### Exercise requirements
Reproduce the records below; each should match the original exactly.

### Extracted material
PR #605, opened 2015-04-21
MEMCMP_EQUAL assertion

KisImre:
I've implemented the MEMCMP_EQUAL feature in my fork. Feel free to use any part of my code if you find it useful. It's output look like this:
```
../mainTest.cpp:16: error: Failure in TEST(MemCmpDemo, Demo)
	expected <01 23 45 67>
	but was  <01 23 00 67>
	difference starts at position 2 at: <   01 23 00 67      >
	                                               ^
```

### DIFF
--- a/include/CppUTest/UtestMacros.h
+++ b/include/CppUTest/UtestMacros.h
@@ -189,6 +189,13 @@
 #define DOUBLES_EQUAL_LOCATION(expected,actual,threshold,file,line)\
   { UtestShell::getCurrent()->assertDoublesEqual(expected, actual, threshold,  file, line); }
 
+//Check two memory areas for equality
+#define MEMCMP_EQUAL(expected,actual,size)\
+  MEMCMP_EQUAL_LOCATION(expected,actual,size,__FILE__,__LINE__)
+
+#define MEMCMP_EQUAL_LOCATION(expected,actual,size,file,line)\
+  { UtestShell::getCurrent()->assertBinaryEqual(expected, actual, size, file, line); }
+
 //Fail if you get to this macro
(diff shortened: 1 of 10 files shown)


include/CppUTest/UtestMacros.h
```diff
@@ -189,6 +189,13 @@
 #define DOUBLES_EQUAL_LOCATION(expected,actual,threshold,file,line)\
   { UtestShell::getCurrent()->assertDoublesEqual(expected, actual, threshold,  file, line); }
 
+//Check two memory areas for equality
```
basvodde: Would you mind removing the comment, as it is pretty obvious :)

basvodde:
Hey, this looks pretty good. Thanks! Finally someone who has made the output look good and tests it reasonably ;)

Would you mind removing the one comment and adding some tests for the macro still? Then I think it is ok.

@arstrube Any comment on this still?

arstrube:
Nice. Looks good to me :-)

KisImre:
I'm almost done with the tests for the macro. However I was wondering that what should the assertion do if both pointers are NULL. The current implementation doesn't fail, so it works the same way as the string assertions. Is this the required behavior of the MEMCMP_EQUAL?

arstrube:
Whether it is required behavior, I cannot say. However, this is what I would personally expect from CppUTest, given the behavior of the string comparisons. Because of that, I would also expect that it doesn't crash if either pointer (or both) are NULL. 

I am aware that this behavior cannot be taken for granted; normally something might try to dereference the pointer, and it might crash.

basvodde:
Thanks, appreciated!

### Task solution
PR #605, opened 2015-04-21
MEMCMP_EQUAL assertion

KisImre:
I've implemented the MEMCMP_EQUAL feature in my fork. Feel free to use any part of my code if you find it useful. It's output look like this:
```
../mainTest.cpp:16: error: Failure in TEST(MemCmpDemo, Demo)
	expected <01 23 45 67>
	but was  <01 23 00 67>
	difference starts at position 2 at: <   01 23 00 67      >
	                                               ^
```

### DIFF
--- a/include/CppUTest/UtestMacros.h
+++ b/include/CppUTest/UtestMacros.h
@@ -189,6 +189,13 @@
 #define DOUBLES_EQUAL_LOCATION(expected,actual,threshold,file,line)\
   { UtestShell::getCurrent()->assertDoublesEqual(expected, actual, threshold,  file, line); }
 
+//Check two memory areas for equality
+#define MEMCMP_EQUAL(expected,actual,size)\
+  MEMCMP_EQUAL_LOCATION(expected,actual,size,__FILE__,__LINE__)
+
+#define MEMCMP_EQUAL_LOCATION(expected,actual,size,file,line)\
+  { UtestShell::getCurrent()->assertBinaryEqual(expected, actual, size, file, line); }
+
 //Fail if you get to this macro
(diff shortened: 1 of 10 files shown)


include/CppUTest/UtestMacros.h
```diff
@@ -189,6 +189,13 @@
 #define DOUBLES_EQUAL_LOCATION(expected,actual,threshold,file,line)\
   { UtestShell::getCurrent()->assertDoublesEqual(expected, actual, threshold,  file, line); }
 
+//Check two memory areas for equality
```
basvodde: Would you mind removing the comment, as it is pretty obvious :)

basvodde:
Hey, this looks pretty good. Thanks! Finally someone who has made the output look good and tests it reasonably ;)

Would you mind removing the one comment and adding some tests for the macro still? Then I think it is ok.

@arstrube Any comment on this still?

arstrube:
Nice. Looks good to me :-)

KisImre:
I'm almost done with the tests for the macro. However I was wondering that what should the assertion do if both pointers are NULL. The current implementation doesn't fail, so it works the same way as the string assertions. Is this the required behavior of the MEMCMP_EQUAL?

arstrube:
Whether it is required behavior, I cannot say. However, this is what I would personally expect from CppUTest, given the behavior of the string comparisons. Because of that, I would also expect that it doesn't crash if either pointer (or both) are NULL. 

I am aware that this behavior cannot be taken for granted; normally something might try to dereference the pointer, and it might crash.

basvodde:
Thanks, appreciated!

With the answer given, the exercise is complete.